Task details:
Only the line with "### Description" and the lines after it, through the end of the material, belong in the answer; repeat them exactly.

Segment Open

Issue #12337, opened 2019-01-04
[Che 7] Cannot add new env variable, server or volume to Che 7 stack


SkorikSergey:
### Description
This issue reproduces only when all 3 machines("ws/theia-ide", "ws/che-machine-exec" and "ws/dev") exist in **Machines** list.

Segment Closed

Task solution:
### Description
This issue reproduces only when all 3 machines("ws/theia-ide", "ws/che-machine-exec" and "ws/dev") exist in **Machines** list.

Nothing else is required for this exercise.